[AVAILABLE DATA]

Issue #1034, opened 2024-07-30
[Bug] Function Block-AppExecution not working if..


cyborgrd:
### Prerequisites

- [X] Ensure you write a short, descriptive title after [Bug] above.
- [X] Make sure to [search for any existing issues](https://github.com/psappdeploytoolkit/psappdeploytoolkit/issues) before filing a new one.
- [X] Verify you are able to reproduce the issue with the [latest released version](https://www.github.com/psappdeploytoolkit/psappdeploytoolkit/releases/latest)

### PSAppDeployToolkit version

3.10.1

### Describe the bug

Function Block-AppExecution not working if there is & in the [string]$installTitle like
[string]$installTitle = "Test & QA"

Importing of the XML fails 100% of 100%

![image](https://github.com/user-attachments/assets/3653c9ef-3b25-4811-943e-6e0e9fe8f4be)

### Steps to reproduce

Create Application with [string]$installTitle = "Test & QA"

### Environment data

```console
OsName               : Microsoft Windows 11 Enterprise
OSDisplayVersion     : 23H2
OsOperatingSystemSKU : EnterpriseEdition
OsArchitecture       : 64-Bit
WindowsVersion       : 2009
WindowsProductName   : Windows 10 Enterprise
WindowsBuildLabEx    : 22621.1.amd64fre.ni_release.220506-1250
```

DanGough:
Looks like we may need to escape & in the XML via `[System.Security.SecurityElement]::Escape($string)` here.

DanGough:
Fixed in the PR above.

https://github.com/PSAppDeployToolkit/PSAppDeployToolkit/pull/1036/commits/fe105f3eb72b32656bafa8600af789ce9a5d9968

PR #1036, opened 2024-08-01
Fix escaping of invalid characters in Block-AppExecution

DanGough:
# Pull Request

## Description

- Install name no longer goes through a list of illegal characters - only double quotes need to be substituted as they trip up the calling of VBScript. Since they are just in names/titles, they are replaced with two single quotes.

- $SchInstallName was a sanitized version of $InstallName, now there is $SchInstallTitle as a sanitized version of $InstallTitle.

- [System.Security.SecurityElement]::Escape used to escape entire command before insertion into the XML. This properly esacapes characters like & and ".

Fixes: #1034

## Type of change

## Checklist

## How Has This Been Tested?

Running a series of tests with Block-AppExecution with $InstallName and $InstallTitle set to contain all the characters that were previously being replaced - e.g:

```powershell
    [String]$installTitle = @'
Hi "there" $!'`();\*?{}[]<>|&%#~@'
'@
```

image


mjr4077au:
@DanGough can you please force push the PR so that the commits to be ingested are clean?

DanGough:
@mjr4077au done!

sintaxasn (approved):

[WHAT THE TASK REQUIRES]
Restate each entry word for word.

[SOLUTION TO THIS TASK]
Issue #1034, opened 2024-07-30
[Bug] Function Block-AppExecution not working if..


cyborgrd:
### Prerequisites

- [X] Ensure you write a short, descriptive title after [Bug] above.
- [X] Make sure to [search for any existing issues](https://github.com/psappdeploytoolkit/psappdeploytoolkit/issues) before filing a new one.
- [X] Verify you are able to reproduce the issue with the [latest released version](https://www.github.com/psappdeploytoolkit/psappdeploytoolkit/releases/latest)

### PSAppDeployToolkit version

3.10.1

### Describe the bug

Function Block-AppExecution not working if there is & in the [string]$installTitle like
[string]$installTitle = "Test & QA"

Importing of the XML fails 100% of 100%

![image](https://github.com/user-attachments/assets/3653c9ef-3b25-4811-943e-6e0e9fe8f4be)

### Steps to reproduce

Create Application with [string]$installTitle = "Test & QA"

### Environment data

```console
OsName               : Microsoft Windows 11 Enterprise
OSDisplayVersion     : 23H2
OsOperatingSystemSKU : EnterpriseEdition
OsArchitecture       : 64-Bit
WindowsVersion       : 2009
WindowsProductName   : Windows 10 Enterprise
WindowsBuildLabEx    : 22621.1.amd64fre.ni_release.220506-1250
```

DanGough:
Looks like we may need to escape & in the XML via `[System.Security.SecurityElement]::Escape($string)` here.

DanGough:
Fixed in the PR above.

https://github.com/PSAppDeployToolkit/PSAppDeployToolkit/pull/1036/commits/fe105f3eb72b32656bafa8600af789ce9a5d9968

PR #1036, opened 2024-08-01
Fix escaping of invalid characters in Block-AppExecution

DanGough:
# Pull Request

## Description

- Install name no longer goes through a list of illegal characters - only double quotes need to be substituted as they trip up the calling of VBScript. Since they are just in names/titles, they are replaced with two single quotes.

- $SchInstallName was a sanitized version of $InstallName, now there is $SchInstallTitle as a sanitized version of $InstallTitle.

- [System.Security.SecurityElement]::Escape used to escape entire command before insertion into the XML. This properly esacapes characters like & and ".

Fixes: #1034

## Type of change

## Checklist

## How Has This Been Tested?

Running a series of tests with Block-AppExecution with $InstallName and $InstallTitle set to contain all the characters that were previously being replaced - e.g:

```powershell
    [String]$installTitle = @'
Hi "there" $!'`();\*?{}[]<>|&%#~@'
'@
```

image


mjr4077au:
@DanGough can you please force push the PR so that the commits to be ingested are clean?

DanGough:
@mjr4077au done!

sintaxasn (approved):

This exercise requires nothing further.